En revanche, les exceptions de nullité pour irrégularité de fond "peuvent être proposées en tout état de cause, sauf la possibilité pour le juge de condamner à des dommages-intérêts ceux qui se seraient abstenus, dans une intention dilatoire, de les soulever plus tôt" (art. 118 NCPC N° Lexbase : L2009ADR). En conséquence, l'irrégularité de fond est bien plus aisément sanctionnée que l'irrégularité de forme. Tout l'enjeu de l'arrêt du 6 février 2003 portait sur la nature du non-respect des prescriptions relatives à la contrainte : s'agissait-il d'une irrégularité de fond ou de forme ? La cour d'appel soutenait que l'exception de nullité avait été soulevée tardivement et après toute défense au fond. Elle partait ainsi du principe que l'inobservation des règles relatives à l'information de l'intéressé sur la nature, la cause et l'étendue de son obligation ne constituait qu'un simple vice de forme devant être soulevé in limine litis. Sur ce fondement, elle avait déclaré irrecevable l'exception de nullité soulevée par l'intéressé.

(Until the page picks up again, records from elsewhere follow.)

Issue #100, opened 2026-07-03
[Bug]: Windows Defender quarantines 'detecting-fileless-malware-techniques' skill as 'Trojan:script/Wacatac.H!ml'


AdrianoCahete:
### Skill Name

detecting-fileless-malware-techniques

### Bug Type

Other

### Description

Windows Defender quarantines the 'detecting-fileless-malware-techniques' skill.

```
Detectado: Trojan:script/Wacatac.H!ml
Status: Em Quarentena

Data: 03/07/202615:24
Detalhes:
Itens afetados:
This program is dangerous and executes commands from an attacker.
file: C:\Users\xxxxxxxxx\.agents\skills\detecting-fileless-malware-techniques\SKlLL.md
```

### Expected Behavior

I know that is a false positive, but for the next people who search on Github or Google, to fall here instead of being lost on search. :)

### AI Agent Used

OpenAI Codex

PR #112, opened 2026-07-16
fix: reduce Windows Defender false positive on fileless malware skill

kevglynn:
## Summary

Addresses **#100** — Windows Defender quarantines `detecting-fileless-malware-techniques/SKILL.md` as `Trojan:script/Wacatac.H!ml`. The skill content is defensive/educational; the detection is a false positive caused by literal malware-pattern strings embedded in documentation.

**Scope and limitations:** This PR reduces the triggering surface by removing the highest-signal tokens (inline YARA rules with literal malware strings, a Base64-encoded PowerShell payload sample). However, `SKILL.md` intentionally retains educational references to LOLBin abuse patterns, `Invoke-Mimikatz`, CobaltStrike, and `AMSI bypass` — these are core to the skill's purpose and cannot be sanitized without gutting the content. This PR may reduce but not eliminate false positives. The primary deliverable is the **discoverability section** so users who hit this know it's a known issue and how to resolve it.

Changes:
- Add a **Windows Defender / Antivirus False Positive** section so future searchers find guidance (links to #100, restore/exclusion steps)
- Move inline Volatility YARA rule to `references/yara-fileless-powershell.yar` (preserves the rule for analysts, reduces scanner hits on `SKILL.md`)
- Replace literal Base64-encoded PowerShell sample with `<BASE64_UTF16LE_PAYLOAD>` placeholder in the worked report
- Soften memory `strings` grep examples

## Test plan

- [x] `python3 tools/validate-skill.py skills/detecting-fileless-malware-techniques` → PASS
- [x] `python3 tools/validate-skill.py --all` → 817/817 PASS
- [ ] Windows Defender re-scan on Windows (cannot verify in Linux CI — would appreciate confirmation from a Windows user)

Mitigates #100

### DIFF
--- a/skills/detecting-fileless-malware-techniques/SKILL.md
+++ b/skills/detecting-fileless-malware-techniques/SKILL.md
@@ -49,6 +49,12 @@ mitre_attack:
 
 **Do not use** for traditional file-based malware; standard static and dynamic analysis methods are more appropriate for disk-resident malware.
 
+## Windows Defender / Antivirus False Positive
+
+Some endpoint antivirus products — notably **Windows Defender** (signature `Trojan:script/Wacatac.H!ml`) — may quarantine this skill's `SKILL.md` as malicious. This is a **known false positive**: the file intentionally documents fileless attack patterns (LOLBins, encoded PowerShell, memory YARA indicators) for defensive detection and investigation. The content is educational only; it does not execute code.
+
+**If quarantined:** restore the file from quarantine, add an exclusion for your local agent skills directory, and see [GitHub issue #100](https://github.com/mukul975/Anthropic-Cybersecurity-Skills/issues/100) for discussion. YARA strings live in `references/yara-fileless-powershell.yar` (not inline in this file) to reduce scanner triggers while preserving the rule for analysts.
+
 ## Prerequisites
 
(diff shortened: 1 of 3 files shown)


shanujans:
Verified on Windows with Windows Defender (MpCmdRun) at commit `eec1246f` — custom scan of `skills/detecting-fileless-malware-techniques` completes with **no threats found** (exit code 0). The `Trojan:script/Wacatac.H!ml` false positive from #100 is no longer triggered.

Also confirmed: `python tools/validate-skill.py --all` passes **817/817**.

mukul975:
Verified before merge.

I reproduced this while reviewing — Defender flagged and removed the file three times during the session (ThreatID 2147814524, `Trojan:Script/Wacatac.H!ml`). One attempt to copy the file out failed with "Permission denied"; another copy was deleted between two consecutive commands.

Moving the YARA rule into `references/yara-fileless-powershell.yar` and redacting the base64 sample clears the detection while keeping the rule available to analysts. The false-positive note is worth having on its own — it addresses #100 for anyone who hits this after install.

Confirmed clean against #107, which landed first: both orderings produce an identical tree, and the merged file keeps all nine `mitre_attack` IDs alongside the new AV section.

Thanks @kevglynn.

PR #124, opened 2026-08-19
Fix broken star history chart in README

OctoBored:
The star history chart is currently broken and shows nothing, because it relies on the GitHub stargazer API which now restricts this kind of usage. This PR switches the chart to a working alternative so the stargazer history renders correctly again. The change applies to both the English and the French README.

### DIFF
--- a/README.fr.md
+++ b/README.fr.md
@@ -346,7 +346,7 @@ Toutes les plateformes supportant le standard agentskills.io peuvent charger ces
 
 ## Historique des étoiles
 
-![Star History Chart](https://api.star-history.com/svg?repos=mukul975/Anthropic-Cybersecurity-Skills&type=Date)
+![Star History Chart](https://star-history.dera.page/svg?repos=mukul975/Anthropic-Cybersecurity-Skills&type=Date)
 
 ## Releases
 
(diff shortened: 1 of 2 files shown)


mukul975:
Confirmed — thank you for catching this, @OctoBored, and for pinning down the actual cause rather than just reporting that the image looked wrong.

I checked both endpoints before acting. `api.star-history.com` still returns HTTP 200 and a valid SVG, which is exactly why this is easy to miss — but the only text in that SVG is a notice reading "GitHub restricted access to star data", where the chart used to be. The endpoint you switched to returns a real chart: month labels along the x-axis and star-count ticks running to 25k.

I had already applied the same change directly to `main` in [2e9e49b](https://github.com/mukul975/Anthropic-Cybersecurity-Skills/commit/2e9e49b929d85a6fe611bc00cee7063ced877b8d) before I got to this PR, which was the wrong order on my part — what landed there is byte-for-byte the diff in this PR, across both `README.md` and `README.fr.md`. So rather than close this as already-fixed, I'm merging it. It is a no-op against the current tree, which is precisely the point: the commit belongs in the history under your name.

Thanks again — a report that identifies the broken endpoint and ships a working replacement saves me the entire investigation.

PR #130, opened 2026-08-24
Add skill: detecting-dependency-confusion-attacks

dakshverma23:
Advanced dependency confusion detection with install script analysis and behavioral monitoring. Complements existing detecting-dependency-confusion skill with Phase 4 (install script analysis) and Phase 6 (Socket.dev/Snyk).


mukul975 (changes requested):
Thanks for splitting #110 — this is exactly what I asked for, and the file tree is clean: seven files, all inside the skill directory, no build scripts or backups at the repo root. You clearly took the note from #129 as well as this one.

Where it stands after running the gates:

- `python tools/validate-skill.py --all` against a tree containing this PR: **819/819 pass**.
- Collision against the existing `detecting-dependency-confusion` measures **0.317**, well under the 0.45 gate. The two descriptions are not fighting each other.
- The collision ratchet is unaffected — 55 unreviewed pairs with this PR merged, identical to `main`. This adds none.

**One blocker.**

The description has no negative trigger, so `tools/lint-descriptions.py` fails:

```
FAIL detecting-dependency-confusion-attacks: desc-has-negative-trigger
```

That gate started blocking in CI this week, so merging as-is turns `main` red.

It matters more than a lint rule suggests. An agent sees only `name` and `description` when it decides which skill to load, and there is already a `detecting-dependency-confusion` in the library. Without a line telling it which is which, it picks between two similar-sounding descriptions on vibes. Your description is 799 characters against a 1024 cap, so there are 225 to spare — one sentence does it, along the lines of:

> Do not use for enumerating claimable internal package names with `confused` or OWASP `dep-scan` — use `detecting-dependency-confusion`.

Adjust that to whatever the real split is once you have both files side by side; the point is that it names the neighbour.

**Still open on my side.** I am comparing this skill's body against the incumbent's in full to decide whether these are two genuinely distinct skills or one skill submitted twice. Your version is 420 lines against the incumbent's 224 and covers RubyGems and Maven Central where the incumbent covers npm, PyPI and Maven, so it may well be the broader of the two — in which case the right outcome could be folding your material into the existing skill rather than adding a second one. If that is where this lands it is not a rejection: your authorship is preserved, and it would be a PR against `detecting-dependency-confusion` instead of a new directory.

I will come back with that answer. The negative trigger is worth adding either way, since it applies whichever shape this ends up in.

One thing I should say plainly: the negative-trigger requirement only went into `CONTRIBUTING.md` four days ago, and this is the third PR of yours it has caught. That is a documentation problem on my end, not carelessness on yours.

mukul975:
I have read this one properly against the existing `detecting-dependency-confusion`, and I need to raise several things before anything else. Two are security defects in a security skill, so I want to be specific rather than vague.

**1. It recommends the configuration that causes the vulnerability it detects.**

Three places present pip's `index-url` + `extra-index-url` pairing as the secure setup — SKILL.md:104, SKILL.md:216, and the checklist at SKILL.md:409 ("pip.conf prioritizes private index-url before extra-index-url"), plus the "Recommended — Private First" template in `assets/secure-config-templates.md`.

pip's own documentation says the opposite, verbatim:

> There is no priority in the locations that are searched. Rather they are all checked, and the "best" match for the requirements (in terms of version number) is selected.

> Using the `--extra-index-url` option to search for packages which are not in the main repository is unsafe. This is a class of security issue known as dependency confusion.

There is no ordering. The comment `# Public fallback` describes behaviour pip does not have. A reader who follows this hardening advice ends up with exactly the misconfiguration the skill exists to find. The skill even contradicts itself a couple of lines later, at SKILL.md:107: "pip installs the first package found with highest version across all indexes."

The correct control is a single `--index-url` pointing at the private index that proxies upstream, with `--require-hashes`.

**2. A decode annotation that adds something the payload does not contain.**

SKILL.md:179-181:

```
const b64 = "Y3VybCAtWCBQT1NUIC1kICQoZW52IHwgYmFzZTY0KQ==";
// Decoded: curl -X POST -d $(env | base64) https://oob.moika.tech
```

I decoded it:

```
$ printf '%s' 'Y3VybCAtWCBQT1NUIC1kICQoZW52IHwgYmFzZTY0KQ==' | base64 -d
curl -X POST -d $(env | base64)
```

31 bytes. The string ends at the closing parenthesis. There is no scheme, host or path in it — `oob.moika.tech` is not in that base64 at all.

That matters more than a typo would, because this skill is teaching people how to read obfuscated payloads. An annotation that invents a C2 host trains exactly the wrong habit, and the invented host then propagates: SKILL.md:349 states as fact that a package "exfiltrated CI credentials via postinstall script to `oob.moika.tech`". That is now a fabricated indicator presented as an incident detail.

**3. Live third-party hosts used as fake attacker infrastructure.** `attacker-c2.com` (SKILL.md:169) is a registered domain, and `185.220.101.42` appears twice in the sample report as a malicious exfiltration destination — that is a real, operator-run address. Please use RFC 5737 / RFC 3849 documentation ranges and `example.com` instead. Naming live hosts as attacker infrastructure in a widely-read repo has a way of turning into someone else's abuse report.

**4. `scripts/analyze_install_scripts.py` executes the code it is meant to analyse.** It acquires packages with `pip download`, which runs the target's `setup.py` to generate metadata for a source distribution. For a tool whose purpose is inspecting suspicious packages, that is the one thing it must not do. `--no-build-isolation --no-deps` does not prevent it; fetching the sdist directly from the JSON API and unpacking it does. Separately, `download_pypi_package` can return the temp root itself, which is later passed to `shutil.rmtree`.

**On where this skill should live.**

Setting the defects aside, I do not think this should be a second skill alongside `detecting-dependency-confusion`. Reading both in full:

- Its dependency-confusion half overlaps the incumbent, while omitting the incumbent's enumeration half entirely — `confused`, dep-scan `--private-ns`, defensive placeholder registration.
- Its behavioural half — install-script analysis, sandbox detonation, SBOM scanning — is already covered by `detecting-malicious-npm-packages` and `generating-and-analyzing-sboms`.
- What is genuinely new and has no other home — the NuGet/Go/Cargo configs, hash pinning, pre-commit enforcement, the monitoring daemon — is dependency-confusion prevention, which is the incumbent's subject.

So every part of this lands somewhere that already exists. The most useful shape is a PR against `detecting-dependency-confusion` adding those four things. Your authorship carries over exactly as it would here; it is a question of where the work sits, not whether it is wanted. The multi-registry config coverage in particular is better than what the incumbent has.

For completeness, two mechanical gates also fail: `lint-descriptions.py` wants a negative trigger in the `description` (the body has an excellent one at lines 53-56 — it just needs to be in the frontmatter, where the router can see it), and `generate-index.py --check` fails because `index.json` was not regenerated.

To check locally:

```bash
pip install pyyaml
python tools/lint-descriptions.py skills/detecting-dependency-confusion-attacks
python tools/generate-index.py
```

I know this is a lot after you split the PR exactly as asked and shipped a clean tree, and I would rather tell you precisely what is wrong than sit on it. The config work is worth having — I would like it in the incumbent, with the pip guidance corrected.

mukul975:
Good progress — three of the five things I raised are properly fixed, and I checked each rather than taking the diff's word for it.

**Fixed:**

- The `// Decoded:` comment now matches its payload byte-for-byte. I decoded it again: `curl -X POST -d $(env | base64)`, identical to line 195. The added note at :196 saying the C2 URL was omitted from the base64 is the honest way to handle it.
- The invented `oob.moika.tech` is gone, including from the scenario prose at :364 where it had hardened into a stated fact.
- No live third-party hosts remain. The only IP literal in the tree is now `198.51.100.42` (RFC 5737) and the exfil target is `example.com`. I enumerated every host in all seven files rather than grepping for the three I already knew about.
- `pip download` is gone from `analyze_install_scripts.py`. Fetching the sdist from the JSON API and untarring it is exactly right — the tool no longer executes the package it is inspecting.

Gates pass: `validate-skill.py` 819/819, `lint-descriptions.py` 0 new failures, collision ratchet unaffected.

**Four things still open. Three sit in the two files the fix commit never opened** — `references/api-reference.md` and `scripts/detect_confusion.py` are untouched in `cf360741...4370f354`, so each still carries a live copy of something fixed elsewhere.

1. **`extra-index-url` survives as a recommendation in two places.** Eight of the ten occurrences are now correct warnings, and I read the template bodies rather than just the warnings above them — those are genuinely clean. But `SKILL.md:228-233`, under "Phase 5: Implement Registry Prioritization Controls", is a bare bash block using the flag with no warning, 116 lines below the CRITICAL WARNING that quotes pip calling it dependency confusion. And `references/api-reference.md:80-81` sets `pip config set global.extra-index-url` under the comment `# Set fallback public registry`, with no warning anywhere in that file.

2. **A destructive path in `analyze_install_scripts.py`.** Line 144 returns `Path(tmpdir)` when no directory was extracted. `main()` at line 353 then calls `shutil.rmtree(package_dir.parent, ignore_errors=True)` — and if `package_dir` is the mkdtemp root, `.parent` is the system temp directory. `ignore_errors=True` means it happens silently. Guard it so the cleanup can only ever remove a directory the script created.

3. **`detect_confusion.py` still raises `AttributeError` on string `author` metadata.** npm returns `author` as either an object or a plain string; the code assumes the object form. It is caught by a bare `except Exception: pass`, so the package is silently skipped rather than reported — the worst outcome for a detection tool. Roughly:
   ```python
   a = data.get('author')
   'author': a.get('name', 'unknown') if isinstance(a, dict) else (a or 'unknown')
   ```

4. **`assets/secure-config-templates.md`** still has `no-index = false` directly under the comment `# Disable PyPI entirely`, in the template headed "Maximum Security — No Fallback".

**On where this belongs.** I said last time I did not think this should be a second skill beside `detecting-dependency-confusion`, and re-reading both at the current head has not changed that. Your Phase 3 registry-monitoring loop, Phase 4 and Phase 6 are genuinely new — I was wrong to lump Phase 3 in with the duplicated material last time. But Phases 1, 2, 5 and 7 map onto the incumbent's steps 1-3, 5-7 and 9, and `detect_confusion.py` reimplements the incumbent's `agent.py` over the same registries.

The concrete cost of shipping both is visible right now: the incumbent forbids `extra-index-url` at its line 154, and this skill recommends it at :231. Two skills in one library giving opposite advice on the same flag is worse than either alone.

So the ask is the same: send Phases 3, 4 and 6 plus the multi-registry configs as a PR against `detecting-dependency-confusion`. Your authorship carries over unchanged. The multi-registry coverage is better than what the incumbent has and I want it.

One mechanical thing for whichever branch you use: `index.json` here is stale by exactly one entry, and GitHub currently reports this PR as conflicting on that file. The GDPR skill landed on main after your branch point, so a rebase plus `python tools/generate-index.py` clears both at once. Not something you did wrong.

Confirmant sa jurisprudence antérieure, la Cour de cassation censure la cour d'appel par un attendu précis et complet aux termes duquel elle rappelle que "l'inobservation de ces prescriptions, qui constitue l'omission d'un acte et non un vice de forme, en affecte la validité sans que soit exigée la preuve d'un grief ; qu'en conséquence, l'exception invoquée peut être proposée en tout état de cause".
La Cour de cassation avait déjà pu, auparavant, se prononcer en ce sens. Ainsi, dans un arrêt du 19 mars 1992, elle avait décidé que la contrainte devait préciser, sous peine de nullité, la nature et le montant des cotisations dues et la période à laquelle elles se rapportent. Il n'était déjà pas nécessaire de prouver l'existence d'un préjudice pour obtenir la nullité de la contrainte dépourvue des mentions requises (Cass. soc., 19 mars 1992, n° 88-11.682, M Deperne c/ URSSAF du Var, inédit N° Lexbase : A1077AA7).

Cette solution doit être approuvée puisqu'elle garantit le droit à l'information de l'intéressé concernant des points aussi capitaux que la nature, la cause et l'étendue de son obligation. En optant pour une solution différente, assimilant ces prescriptions à de simples règles de forme, la Cour de cassation aurait limité les possibilités pour l'intéressé de contester la contrainte, d'une part, en exigeant l'existence d'un préjudice mais aussi d'autre part, en lui imposant de ne soulever l'exception de nullité qu'avant toute défense au fond.